* What is expected:
Run through the records and, wherever a line holds the word "successful", return that line.

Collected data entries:
****************

PR #1658, opened 2021-06-19
Update doc for `Select`

Banyc:
### 🤔 This is a ...

- [ ] New feature
- [ ] Bug fix
- [ ] Demo update
- [ ] Component style update
- [ ] Refactoring
- [ ] Code style optimization
- [ ] Test Case
- [ ] Branch merge
- [ ] Other (about what?)

### 📝 Changelog

Not everyone understands Chinese. Enhance development experience.

| Language   | Changelog |
| ---------- | --------- |
| 🇺🇸 English | Update doc for `Select` |
| 🇨🇳 Chinese |           |

### DIFF
--- a/site/AntDesign.Docs/Demos/Components/Select/doc/index.en-US.md
+++ b/site/AntDesign.Docs/Demos/Components/Select/doc/index.en-US.md
@@ -14,8 +14,7 @@ Select component to select value from options.
 
 ## API
 
-
-### Select props
+### Select Properties
 
 | Property | Description | Type | Default | Version |
 | --- | --- | --- | --- | --- |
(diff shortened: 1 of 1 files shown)


anddrzejb (changes requested):
As far as I know, the idea was to create documentation as close to the [original AntD](https://ant.design/components/select/#API). Of course it is not always possible, but whenever possible, we try to do it. Also, this approach allows us to actually reuse both translations. Could you possibly align your docs with the original (when possible) and also add Chinese version using original as a source and English for missing parts?

Banyc:
@anddrzejb In this commit, I have translated the English doc based on the corresponding Chinese part in this doc. Was not realizing the coordination between the two projects. XD

anddrzejb:
@Banycm I may be wrong in here, but this is the approach I have been employing since I started contributing to this project and it was never questioned. When in doubt, I always ask the creator & owner of the repository. However, since I have been referred to original multiple times, I do believe this is the correct approach.

PR #1681, opened 2021-06-27
fix(module: datepicker) Date picker blur/focus & regression tests

### LINKED ISSUE #1627: RangePicker: RangePickers are always highlight after set the value
### Describe the bug

image

### Further technical details
- AntDesign Nuget Package version: 0.8.1

### LINKED ISSUE #1630: DatePicker - blur persisting value but not in the picker
### Describe the bug
Coming from PR #1617, credited to @anranruye:

> I just found that there is an issue when blur. For both datepickers inside and outside a form, after input a valid date string, the bound values are updated immediately. If we click somewhere outside the datepicker at this time, the datepicker ui value changes to the last valid value, but the bound value doesn't change.
> image
> -------then blur--------
> image

I added this issue, so it can be easily tracked.

anddrzejb:
### 🤔 This is a ...

- [ ] New feature
- [x] Bug fix
- [ ] Demo update
- [ ] Component style update
- [ ] Refactoring
- [ ] Code style optimization
- [x] Test Case
- [ ] Branch merge
- [ ] Other (about what?)

### 🔗 Related issue link
Fixes #1627 
Fixes #1630 
Fixes incorrect `CultureInfo` being picked up - for example when `en-GB` culture was set, the `CultureInfo` was `en` which was defaulting to `en-US`. 
Fixes blur when clicked on non-functional panel part:
datePickerBlurOnNonFunctionalPanel

### 💡 Background and solution
I could not make all the tests I wanted for the date picker, because there are some issues with multiple re-renderings coming from `Overlay` and `bUnit` has a problem with picking them up. Instead of forcing the `bUnit` to work with the changes, I intend to actually fix the `Overlay` first. 

### 📝 Changelog
| Language   | Changelog |
| ---------- | --------- |
| 🇺🇸 English |           |
| 🇨🇳 Chinese |           |

### DIFF
--- a/components/date-picker/DatePicker.Razor.cs
+++ b/components/date-picker/DatePicker.Razor.cs
@@ -34,6 +34,10 @@ namespace AntDesign
                 else if ((IsNullable && DefaultValue != null) || (!IsNullable && !DefaultValue.Equals(default(TValue))))
                 {
                     DefaultPickerValue = DefaultValue;
+                    if (!DefaultValue.Equals(Value))
+                    {
+                        CurrentValue = DefaultValue;
+                    }
                 }
                 else if (!IsNullable && Value.Equals(default(TValue)))
                 {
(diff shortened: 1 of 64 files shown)


ElderJames (approved):
Thank you!

Issue #1655, opened 2021-06-19
The 'Upload' component will treat the 201 (created) HTTP status code as a failure result


hongyeli620:
### Describe the bug

The 'Upload' component will treat the 201 (created) HTTP status code as a failure result

#### Page Code:
```xml
<Upload Action="@uploadUrl" Name="files" FileList="_fileList"
        OnSingleCompleted="OnSingleCompletedAsync" BeforeAllUploadAsync="OnBeforeUploadAsync">
    <Button>导入</Button>
</Upload>
```
#### C# Code:
When the HTTP status code returns **201 (created)**, the **fileinfo.File.State** property returns **Uploadstate.Fail**, which makes it impossible to get the actual return result through **fileinfo.File.Response**
```csharp
async Task OnSingleCompletedAsync(UploadInfo fileinfo)
{
    if (fileinfo.File.State == UploadState.Success)
    {
        var jObject = JObject.Parse(fileinfo.File.Response);

        var result = fileinfo.File.GetResponse<UploadResult>();
        await this.ImportAsync(Path.GetFileName(result.StoredFileName));
    }
}
```

To solve this problem, you can only replace the **CreatedResult** with the **JsonResult** in the file save controller
```csharp
[HttpPost]
public async Task<ActionResult<IList<UploadResult>>> PostFile(
            [FromForm] IEnumerable<IFormFile> files)
{
    //...
    //return new CreatedResult(resourcePath, uploadResults);
    return new JsonResult(uploadResults);
}
```

### Further technical details
- AntDesign Nuget Package version: 0.8.1
- Dotnet 5.0
- The IDE : VS 2019
- Blazor Server

ElderJames:
Thanks for contacting us @hongyeli620 

You're right that we have a restriction in our component that only 200 is marked as success, but I think we can support all status codes that indicate success.

https://github.com/ant-design-blazor/ant-design-blazor/blob/2ac444bb241d8a8cbd66c5775a9fc2aa1bb83059/components/core/JsInterop/interop.ts#L128

Would you be interested in helping to revise it?

henrikwidlund:
I can do a PR for this

ElderJames:
@henrikwidlund Cool, thank you!

PR #1705, opened 2021-07-04
fix(module: upload): treat 2xx response codes success

henrikwidlund:
Treat all 2xx status codes as success in the upload module.

### 🤔 This is a ...

- [ ] New feature
- [x] Bug fix
- [ ] Demo update
- [ ] Component style update
- [ ] Refactoring
- [ ] Code style optimization
- [ ] Test Case
- [ ] Branch merge
- [ ] Other (about what?)

### 🔗 Related issue link
#1655 (The 'Upload' component will treat the 201 (created) HTTP status code as a failure result)

### 💡 Background and solution
Depending on how the server receiving to the uploaded file is configured, successful requests might not be responded with 200 as a status code. Fix is to be less strict and treat any 2xx status code as successful.

### 📝 Changelog

| Language   | Changelog |
| ---------- | --------- |
| 🇺🇸 English | Treat all 2xx status codes in responses in the upload module as successful |
| 🇨🇳 Chinese |           |

### DIFF
--- a/components/core/JsInterop/interop.ts
+++ b/components/core/JsInterop/interop.ts
@@ -125,7 +125,8 @@ export function uploadFile(element, index, data, headers, fileId, url, name, ins
   const req = new XMLHttpRequest()
   req.onreadystatechange = function () {
     if (req.readyState === 4) {
-      if (req.status != 200) {
+      // #1655 Any 2xx response code is okay
+      if (req.status < 200 || req.status > 299) {
         instance.invokeMethodAsync(errorMethod, fileId, `{"status": ${req.status}}`);
         return;
       }


components/core/JsInterop/interop.ts
```diff
@@ -125,7 +125,8 @@ export function uploadFile(element, index, data, headers, fileId, url, name, ins
   const req = new XMLHttpRequest()
   req.onreadystatechange = function () {
     if (req.readyState === 4) {
-      if (req.status != 200) {
+      // #1655 Any 2xx response code is okay
+      if (req.status < 200 || req.status > 299) {
```
ElderJames, line 129: It should be less than 300.

henrikwidlund: You mean to say that 1xx is fine too? Because the code i modified would trigger error method only if status is less than 200 or greater than 299.

ElderJames: Ok, you are right.

ElderJames (approved):
LGTM

Issue #1557, opened 2021-05-19
<Select> Very slow


mrcameron999:
### Describe the bug
Select component takes a very long time to open and feels very unresponsive

### Steps to reproduce (please include code)
Create a multi-select component and then publish the site
When you click on the select section it takes a good second or two to open. I don't get this issue on localhost but only on hosted sites. Is it to do with the latency and is there a way I can speed this up?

****************

* Exercise result:
Depending on how the server receiving to the uploaded file is configured, successful requests might not be responded with 200 as a status code. Fix is to be less strict and treat any 2xx status code as successful.
| 🇺🇸 English | Treat all 2xx status codes in responses in the upload module as successful |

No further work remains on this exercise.